Taking a Shot at HPV Prevention

HYANNIS – Young fans who attend the Falmouth High girls’ basketball game on Jan. 31 and the Mashpee High boys’ basketball game on Feb. 14 will have the opportunity to spin a prize wheel and participate in a halftime basketball free-throw contest.

At the 3rd Annual “Take the Shot Night,” they will also, along with their parents/guardians, learn about a different shot that will protect them from the HPV virus and HPV-related cancers.

Along with the prizes and the free-throw competition will be an educational table where Cape Cod Healthcare and Team Maureen, a Falmouth-based nonprofit that focuses on the importance of vaccination and screening to prevent HPV and its related cancers, will provide parents and their children with informational literature and brochures. It is part of a campaign by CCHC and Team Maureen to spread the word about the HPV vaccine that also includes appearances at community events, sporting events, such as the Falmouth Road Race, and in Cape Cod schools.

“We want to go to places where we can reach a diverse group of people, because HPV is something that affects everybody,” said Kelly Welch, executive director of Team Maureen.

Team Maureen was founded by Eileen Lind, a nurse practitioner who lives in Falmouth with her husband, Peter, who is a Falmouth pediatrician. In 2006, Lind lost her sister, Maureen Russo, to HPV-related cervical cancer. Russo was 37, married and with two young children.

Importance of Vaccination
The importance of vaccinating preteens for HPV, or the human papilloma virus, is not widely understood, said Welch, even though approximately 80 percent of the population will contract HPV in their lives, according to the Centers for Disease Control and Prevention.

“Many parents didn’t have the opportunity to get vaccinated because the vaccine wasn’t around when they were that age, so they don’t know about it. We’re trying to help parents understand what this is and why it’s important,” Welch said.

Every year, according to the CDC, about 44,000 new cases of cancer are found in parts of the body where the HPV virus is found, with around 35,000 caused by HPV. The vaccine is more than 90 percent effective in children who are vaccinated between ages 9 and 14, but its effectiveness begins to drop after age 15. Two doses, administered at least six months apart but within one year, are required before age 15. After age 15, a third dose is needed.

The optimum time to be vaccinated is age 11 and 12, according to Kirsten Albers, manager of Oncology Clinical Quality at the Cape Cod Healthcare Oncology Clinic.
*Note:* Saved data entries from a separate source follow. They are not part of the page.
PR #3956, opened 2026-04-09
Germany's banned organizations involved in foreign-related extremism

herrhellana:
issue: https://github.com/opensanctions/crawler-planning/issues/389

### DIFF
--- a/datasets/de/bfv_extremism/crawler.py
+++ b/datasets/de/bfv_extremism/crawler.py
@@ -1,0 +1,100 @@
+import re
+from pydantic import BaseModel
+from lxml.etree import _Element
+
+from zavod import Context, helpers as h
+from rigour.names.split_phrases import contains_split_phrase
+from zavod.stateful.review import (
+    TextSourceValue,
+    review_extraction,
+    assert_all_accepted,
+)
+
+
+class Organization(BaseModel):
+    name: str
+    aliases: list[str] = []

HPV is contracted by intimate skin-to-skin contact. For many people, the virus is asymptomatic and can be successfully fought off by their immune system. But sometimes it can lead to six HPV-related cancers: cervical, oropharyngeal, penile, anal, rectal, and vulvar/vaginal.
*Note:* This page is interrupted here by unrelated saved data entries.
PR #3972, opened 2026-04-10
Add type annotations to ar/parliament and ar/repet crawlers

leonhandreke:
Two commits:

**1. Add type annotations to ar/parliament and ar/repet crawlers**

Fixes `mypy --strict --explicit-package-bases datasets/ar`.

- `ar/parliament`: removed the untyped `_extract_text` helper (replaced with `h.xpath_string` directly, same thing), added missing return types
- `ar/repet`: typed `values`, `parse_date`, `parse_alias`, `fetch`, `crawl_common` and the top-level `crawl_*` functions; dropped deprecated `typing.Dict`/`Optional` in favour of `dict`/`X | None`; added docstring + example input to `parse_alias`

**2. [ar_repet] Fix aliases not being added with no quality spec**

Found this while fixing the types — the type checker flagged that `name_prop: str | None` was being passed to `apply_name(name_prop: str)`. Turns out this was a real bug: when QUALITY was absent, `name_prop=None` was passed, and `apply_name` would call `entity.add(None, full, quiet=True)`, silently dropping the name.

Fixed by defaulting to `"alias"` when QUALITY is missing or unrecognised (with a warning in the latter case). Also changed `alias.pop("ALIAS_NAME", None)` to `alias.pop("ALIAS_NAME", "")` to avoid an AttributeError when ALIAS_NAME is absent.

### DIFF
--- a/.pre-commit-config.yml
+++ b/.pre-commit-config.yml
@@ -78,7 +78,6 @@ repos:
           datasets/_wikidata|
           datasets/ae|
           datasets/am|
-          datasets/ar|
           datasets/at|
           datasets/ba|
           datasets/be|
--- a/datasets/ar/parliament/crawler.py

Vaccinating at the Optimal Time
The fact that the virus is related to sexual contact has made some parents reluctant to vaccinate their children, said Albers.

“Parents associate the cancers with sexually transmitted diseases, so it’s hard to wrap their heads around that when you’re talking about a 10- or 12-year-old,” she said. “But it’s not a matter of when or if your child becomes sexually active; it’s a matter of the effectiveness of the vaccine being greater if they are vaccinated when they’re young.
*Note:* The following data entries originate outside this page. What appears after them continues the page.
PR #3996, opened 2026-04-15
Modularize datasets/CLAUDE.md into routing layer + crawler skills

herrhellana:
issue: https://github.com/opensanctions/opensanctions/issues/3952


herrhellana:
Replacing the monolithic `datasets/CLAUDE.md` with a modular skill system that agents can invoke via `/crawler-pep` and `/crawler-sanctions` + the url argument (can be either the data source link or link to the Github PR). 

The root `CLAUDE.md` becomes a slim routing layer (~35 lines) that points to the right skill based on task. 

  ```
### Architecture

  CLAUDE.md                                — routing layer (always loaded)
  .claude/docs/crawler-guide.md            — shared patterns (loaded on demand)
  .claude/skills/crawler-pep/
    SKILL.md                               — PEP rules & decisions (~170 lines)
    examples.md                            — full code examples (~180 lines)
  .claude/skills/crawler-sanctions/
    SKILL.md                               — sanctions rules & decisions (~230 lines)
    examples.md                            — full code examples (~290 lines)
  ```


Code examples live in separate `examples.md` files following Anthropic's recommendation to keep `SKILL.md` under 500 lines. This avoids context compaction issues (Claude Code preserves only the first 5,000 tokens of each skill after the first response).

“Our goal is to have parents protect their children most effectively at an age when it’s uncomfortable to think about their child becoming sexually active.”

Adds Welch, “We always tell parents that it’s not about sex; it’s about when the child’s immune system responds best to the vaccine.”

Although the virus was previously associated largely with cervical cancer, Welch points out that there has been a dramatic increase since the 1980s in HPV-related oropharyngeal cancers in the head and neck, such as mouth, throat, tongue and tonsil cancer. According to the Oral Cancer Foundation, approximately 53,000 people in the U.S. will be newly diagnosed with oral cancer in 2020, due to the use of tobacco and alcohol, but also to exposure to HPV.

“It’s not just a women’s issue anymore,” Welch said. “There are actually more oropharyngeal cancers in men now than there are cervical cancer cases in women. We can have a huge impact on all these HPV-related cancers if we can get vaccination rates up.”